◆ YOUR ASSIGNMENT: Your response should contain every record below, copied exactly.

Stored data entries
>>>

PR #780, opened 2024-11-05
fix(generate): template nested prose with params

### LINKED ISSUE #779: Param replacement during generation from catalog prose
### Steps to reproduce
1. `lula generate component --catalog-source https://raw.githubusercontent.com/GSA/fedramp-automation/93ca0e20ff5e54fc04140613476fba80f08e3c7d/dist/content/rev5/baselines/json/FedRAMP_rev5_HIGH-baseline-resolved-profile_catalog.json --component 'Istio Controlplane' --requirements ac-14,ac-4,ac-4.21,ac-4.4,ac-6.3,ac-6.9,au-12,au-2,au-3,au-3.1,cm-5,sc-10,sc-13,sc-23,sc-3,sc-39,sc-4,sc-7.20,sc-7.21,sc-7.4,sc-7.8,sc-8,sc-8.1,sc-8.2 --remarks statement --framework il4 -o component.yaml -l debug`
2. Review Control `ac-4.4` prose
3. Should contain " {{ insert: param, ac-04.04_odp.03 }} "
4. This will error during `lula validate` due to lula attempting to apply templating against it

### Expected result

Lula validate can execute

### Actual Result

Error during lula validation

### Visual Proof (screenshots, videos, text, etc)

https://repo1.dso.mil/big-bang/product/packages/istio-controlplane/-/blob/main/oscal-component.yaml?ref_type=heads#L1142

### Severity/Priority

urgent

brandtkeller:
## Description

Adds a `nested` parameter to the current `replaceParams` logic such that we can apply OSCAL prose templating as is used in the OSCAL community against nested items when parameter use is used within a `choice` selection. 

## Related Issue

Fixes #779 

Relates to #

## Type of change

## Checklist before merging

### DIFF
--- a/src/pkg/common/oscal/component.go
+++ b/src/pkg/common/oscal/component.go
@@ -424,7 +424,7 @@ func ControlToImplementedRequirement(control *oscalTypes_1_1_2.Control, targetRe
 			if contains(targetRemarks, part.Name) {
 				controlDescription += fmt.Sprintf("%s:\n", strings.ToTitle(part.Name))
 				if part.Prose != "" && strings.Contains(part.Prose, "{{ insert: param,") {
-					controlDescription += replaceParams(part.Prose, paramMap)
+					controlDescription += replaceParams(part.Prose, paramMap, false)
 				} else {
 					controlDescription += part.Prose
 				}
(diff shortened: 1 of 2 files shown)


src/pkg/common/oscal/component.go
```diff
@@ -616,15 +616,30 @@ func addPart(part *[]oscalTypes_1_1_2.Part, paramMap map[string]parameter, level
 	return result
 }
 
-func replaceParams(input string, params map[string]parameter) string {
+func replaceParams(input string, params map[string]parameter, nested bool) string {
```
mildwonkey, line 619: Can you add test coverage for `replaceParams` (with bools)?

brandtkeller: Feels like cheating but notwithstanding non-exported functionality tests - I updated existing tests for the exported logic to include a known test-case for where this nesting occurs and ensures it is no longer present in any remarks.

meganwolf0:
I don't see any technical issues here, more of a question about the stance where we're just removing all the data inside the {{ }} - wondering if instead we should remove the double curly braces but leave behind the info? Like when I look at ac-4.4 specifically, that insert being removed seems to add additional information about what a user needs to provide (e.g., the final choice of "organization-defined procedure or method"). Kinda a lift to actually template that (though we maybe could) but feels like scrubbing the info completely is overkill

meganwolf0 (approved):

<<<

◆ SOLVED PROBLEM:
PR #780, opened 2024-11-05
fix(generate): template nested prose with params

### LINKED ISSUE #779: Param replacement during generation from catalog prose
### Steps to reproduce
1. `lula generate component --catalog-source https://raw.githubusercontent.com/GSA/fedramp-automation/93ca0e20ff5e54fc04140613476fba80f08e3c7d/dist/content/rev5/baselines/json/FedRAMP_rev5_HIGH-baseline-resolved-profile_catalog.json --component 'Istio Controlplane' --requirements ac-14,ac-4,ac-4.21,ac-4.4,ac-6.3,ac-6.9,au-12,au-2,au-3,au-3.1,cm-5,sc-10,sc-13,sc-23,sc-3,sc-39,sc-4,sc-7.20,sc-7.21,sc-7.4,sc-7.8,sc-8,sc-8.1,sc-8.2 --remarks statement --framework il4 -o component.yaml -l debug`
2. Review Control `ac-4.4` prose
3. Should contain " {{ insert: param, ac-04.04_odp.03 }} "
4. This will error during `lula validate` due to lula attempting to apply templating against it

### Expected result

Lula validate can execute

### Actual Result

Error during lula validation

### Visual Proof (screenshots, videos, text, etc)

https://repo1.dso.mil/big-bang/product/packages/istio-controlplane/-/blob/main/oscal-component.yaml?ref_type=heads#L1142

### Severity/Priority

urgent

brandtkeller:
## Description

Adds a `nested` parameter to the current `replaceParams` logic such that we can apply OSCAL prose templating as is used in the OSCAL community against nested items when parameter use is used within a `choice` selection. 

## Related Issue

Fixes #779 

Relates to #

## Type of change

## Checklist before merging

### DIFF
--- a/src/pkg/common/oscal/component.go
+++ b/src/pkg/common/oscal/component.go
@@ -424,7 +424,7 @@ func ControlToImplementedRequirement(control *oscalTypes_1_1_2.Control, targetRe
 			if contains(targetRemarks, part.Name) {
 				controlDescription += fmt.Sprintf("%s:\n", strings.ToTitle(part.Name))
 				if part.Prose != "" && strings.Contains(part.Prose, "{{ insert: param,") {
-					controlDescription += replaceParams(part.Prose, paramMap)
+					controlDescription += replaceParams(part.Prose, paramMap, false)
 				} else {
 					controlDescription += part.Prose
 				}
(diff shortened: 1 of 2 files shown)


src/pkg/common/oscal/component.go
```diff
@@ -616,15 +616,30 @@ func addPart(part *[]oscalTypes_1_1_2.Part, paramMap map[string]parameter, level
 	return result
 }
 
-func replaceParams(input string, params map[string]parameter) string {
+func replaceParams(input string, params map[string]parameter, nested bool) string {
```
mildwonkey, line 619: Can you add test coverage for `replaceParams` (with bools)?

brandtkeller: Feels like cheating but notwithstanding non-exported functionality tests - I updated existing tests for the exported logic to include a known test-case for where this nesting occurs and ensures it is no longer present in any remarks.

meganwolf0:
I don't see any technical issues here, more of a question about the stance where we're just removing all the data inside the {{ }} - wondering if instead we should remove the double curly braces but leave behind the info? Like when I look at ac-4.4 specifically, that insert being removed seems to add additional information about what a user needs to provide (e.g., the final choice of "organization-defined procedure or method"). Kinda a lift to actually template that (though we maybe could) but feels like scrubbing the info completely is overkill

meganwolf0 (approved):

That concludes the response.